Unincorporated community in Pennsylvania, US

New Kingstown is a census-designated place (CDP) in Silver Spring Township, Pennsylvania, United States. The population was 495 at the 2010 census. It is part of the Harrisburg–Carlisle metropolitan statistical area.

==Geography==
New Kingstown is located southwest of the center of Silver Spring Township at (40.234457, -77.077072), along U.S. Route 11 (Carlisle Pike). US 11 leads west 7.5 mi to the center of Carlisle, the Cumberland County seat, and east 14 mi to Harrisburg, the state capital.

According to the U.S. Census Bureau, the New Kingstown CDP has a total area of 4.1 km2, all land.

==Demographics==

As of the census of 2000, there were 539 people, 222 households, and 158 families residing in the CDP. The population density was 339.2 PD/sqmi. There were 243 housing units at an average density of 152.9 /sqmi. The racial makeup of the CDP was 94.06% White, 0.37% African American, 1.11% Native American, 1.48% Asian, 2.23% from other races, and 0.74% from two or more races. Hispanic or Latino of any race were 2.60% of the population.

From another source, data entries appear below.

PR #10409, opened 2026-09-15
Update bundled lm15 to rc3: native timeouts, reliable stops and error diagnostics

MaximeRivest:
## Summary: two distinct changes

1. **Update DSPy's bundled copy of lm15 to 1.0.0rc3.** These are upstream library changes, imported unchanged into `dspy/_vendor/lm15/`.
2. **Update DSPy's own integration code** to use those capabilities and preserve DSPy's routing, history, error and compatibility behavior.

The distinction matters: lm15 implements provider communication; DSPy decides which engine runs, passes settings to it, records history, and presents errors to applications.

## A. Changes from lm15 — imported, not implemented in DSPy

**Location:** `dspy/_vendor/lm15/`, plus the generated `dspy/_vendor/lm15-provenance.txt` record.

These fixes were made in lm15's source repository and imported with `scripts/update_vendored_lm15.py`. The bundled package is byte-identical to that source package; it contains no DSPy-only patches.

| Area | What the imported lm15 code provides |
|---|---|
| Timeouts and connections | Configurable transport timeouts and a shared connection pool. Inference requests no longer override the caller's read timeout with fixed 60/120-second limits. Defaults: connect 10 seconds, read/write/pool 600 seconds, 100 connections. |
| Provider adaptations | Provider-specific adjustments such as omitting an unsupported seed or clamping temperature, recorded as `Response.adaptations`. Silent mode hides records without changing execution. |
| Request planning | `plan()` checks what a request would require without loading or refreshing credentials. Refusals identify the unsupported field through `error.feature`. |
| Native Responses stop handling | Streams internally, including for `complete()`, and closes at a matched stop. Handles stops split across chunks and text parts. |
| Token scores | Stop filtering preserves scores for whole retained tokens. When a stop cuts a token, `logprobs_complete=False` marks the missing score; the flag survives serialization. |
| Compressed replies | Handles split deflate headers and every gzip member. Corrupt or truncated later members raise an error instead of silently losing content. |
| Live-turn collection | Configurable defaults of 16 MiB of event data or 10,000 events per turn. The new non-retryable `CollectionLimitError` preserves partial data and any rejected event. It does not pretend the turn completed or automatically close the session. |

The import also includes the earlier fixes for a schema being sent after being recorded as dropped, duplicate cache-adjustment records, URL credentials appearing in warnings, malformed ports breaking warnings, and request/response error handling.

**Important boundaries:**
- lm15's timeouts are per-operation waits, not a deadline for the entire generation.
- A native stop that closes the stream early loses the final usage report. Closing does **not** guarantee that provider generation or billing stops.
- Live limits bound collected event data, not exact process memory. **DSPy does not add a live-session API in this PR.**
- The live-memory finding was previously described here as untouched code. That was incorrect: this import changes turn iteration to retain yielded events. The configurable limits address that collector's growth.

**Source versions:**
- Python: [`cd5d4d7`](https://github.com/cmpnd-ai/lm15-python/commit/cd5d4d73a3cc3bbea9fc7901b7b3c26007e7bf37), synchronized with lm15-dev/lm15-python.
- Contract: [`7677980`](https://github.com/lm15-dev/lm15-contract/commit/7677980e36c8bd0b14ae9bfc79e49446f403ad22).
- rc3 is the source version. This PR does not publish a PyPI release or claim that other language ports already implement the additions.

## B. Changes in DSPy itself — integration and application behavior

These changes are **outside** the vendored package.

### 1. Keep `timeout=` on the native engine and pass it through

**Files:** `dspy/clients/backend_selection.py`, `dspy/clients/execution.py`, `dspy/clients/engines/lm15_engine.py`.

DSPy now treats `timeout` as a supported native client setting, converts it to lm15's timeout configuration, and includes it in engine reuse decisions. It protects provider construction and closes the router-owned pool correctly.

A numeric timeout sets read/write/pool; connect keeps its default. An `httpx.Timeout` supplies its numeric components; `None` components retain lm15 defaults rather than disabling timeouts.

### 2. Use planning to choose the engine before inference

**Files:** `dspy/clients/execution.py`, `dspy/clients/engines/lm15_engine.py`.

DSPy calls lm15's planner. Under `engine="auto"`, remaining native capability refusals can select LiteLLM **before** an inference attempt. Authentication, timeout and provider failures do not cause a backend switch.

### 3. Add adaptation records to DSPy's history

**File:** `dspy/clients/execution.py`.

lm15 produces the records; DSPy copies them into its history entries under `"adaptations"`. Nothing is printed automatically.

### 4. Enforce stops on typed Responses calls through LiteLLM

**File:** `dspy/clients/engines/litellm_engine.py`.

This is a **DSPy fix**, not an upstream LiteLLM change. Request conversion was removing the stop setting without applying it afterward. DSPy now uses lm15's existing stop helper on the completed reply and records the adjustment.

**Difference from native lm15:** this path waits for the complete reply, so generation is **not stopped early** and the full reported usage is retained. Typed Responses streaming through LiteLLM remains unsupported. Chat Completions still sends stop sequences to the provider directly.

### 5. Preserve error details at DSPy's public boundary

**Files:** `dspy/clients/errors.py`, `dspy/clients/execution.py`, `dspy/utils/exceptions.py`, `dspy/__init__.py`.

- Preserve `LMUnsupportedFeatureError.feature`, including request-conversion refusals. Fill `features` when no explicit list was supplied.
- Add `dspy.LMCollectionLimitError` as the explicit, non-retryable DSPy counterpart of lm15's collection-limit error. Preserve limits, counts, accepted events and the rejected event. Keep partial-result assembly lazy rather than allocating text/audio while wrapping a limit error.
- Say missing-key remedies in DSPy's terms: `dspy.LM(api_key=...)`, not an lm15 router configuration.

### 6. Four gauntlet follow-ups fixed in DSPy (commit `16300030e`)

**Files:** `dspy/clients/lm.py`, `dspy/clients/engines/lm15_engine.py`, `dspy/clients/backend_selection.py`, `dspy/clients/execution.py`, `dspy/clients/engines/litellm_engine.py`.

- **Dotted gpt-5 names are reasoning models.** `gpt-5.6-luna` and similar now get the same validation and `max_completion_tokens` handling as `gpt-5`; the `-chat` variants remain the exception. Unfamiliar spellings such as `gpt-5.6chat` are not guessed.
- **Disabled `httpx.Timeout` components are not silently replaced.** In httpx, `None` means wait forever; the native engine bounds every wait. Under `engine="auto"` such a setting selects LiteLLM; under `engine="lm15"` it raises `LMUnsupportedFeatureError` with `feature="timeout"`. Previously the component quietly became 600 seconds.
- **Malformed text (a lone surrogate) is a plain `ValueError` before execution** on every engine setting, including forced `engine="lm15"`, so it is never reported as an unexpected engine failure or retried.
- **`top_k` survives typed Requests through LiteLLM.** On the Chat path it is forwarded as a LiteLLM argument (LiteLLM translates it for providers that take it); on the Responses path, which has no such field, it is dropped and recorded.

### 7. DSPy documentation and regression tests

The migration guide explains these integration choices, especially the two stop-handling paths. DSPy tests exercise them through `dspy.LM`, including regular/async calls, history, saved responses, error details and retry behavior.

## Relation to #10389

This supersedes the direct vendored timeout edit in #10389. **lm15 owns the timeout implementation; DSPy owns passing its settings into it.** Keeping the library fix upstream preserves the bundled package's source identity.

## Verification — separated by project

**lm15:** 2,536 Python tests passed, 5 local-Ollama tests skipped; paid subscription smoke tests excluded. All 16 Python contract directions passed with their existing skips. Harness self-test, specification and provenance checks passed. The rc3 wheel built and installed successfully. Compression regressions reproduced failures before the fix; both compression test files pass afterward, totaling 63 tests.

**DSPy:** the full normal local suite passed: 1,774 passed, 253 skipped, 2 xfailed, using 16 workers (`-m 'not extra and not deno'`). Public sample image/PDF downloads were allowed; real-model tests remained disabled. New regression tests exposed the integration gaps before the fixes. Pre-commit checks passed without bypassing hooks.

**GitHub at commit `dcb2d0645`:** 23 checks passed and 3 deployment checks were skipped, including successful Python 3.10–3.14 tests/builds, extra/Deno checks, real-model tests and installed-package verification. Greptile's automatic review reported 5/5 with no remaining blocking issues. This is the observed result for that revision, not a guarantee about future revisions.


isaacbmiller (approved):
lgtm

There were 222 households, out of which 31.5% had children under the age of 18 living with them, 59.0% were married couples living together, 8.1% had a female householder with no husband present, and 28.8% were non-families. 25.2% of all households were made up of individuals, and 7.7% had someone living alone who was 65 years of age or older. The average household size was 2.43 and the average family size was 2.84.

In the CDP, the population was spread out, with 24.1% under the age of 18, 5.8% from 18 to 24, 31.7% from 25 to 44, 27.5% from 45 to 64, and 10.9% who were 65 years of age or older. The median age was 38 years. For every 100 females, there were 96.0 males. For every 100 females age 18 and over, there were 91.1 males.

The median income for a household in the CDP was $46,652, and the median income for a family was $44,844. Males had a median income of $31,958 versus $25,608 for females. The per capita income for the CDP was $29,541. None of the families and 1.0% of the population were living below the poverty line, including no under eighteens and none of those over 64.

Historical population
| Census | Pop. | Note | %± |
| 2020 | 709 |  | — |
U.S. Decennial Census

==Education==
The school district is the Cumberland Valley School District.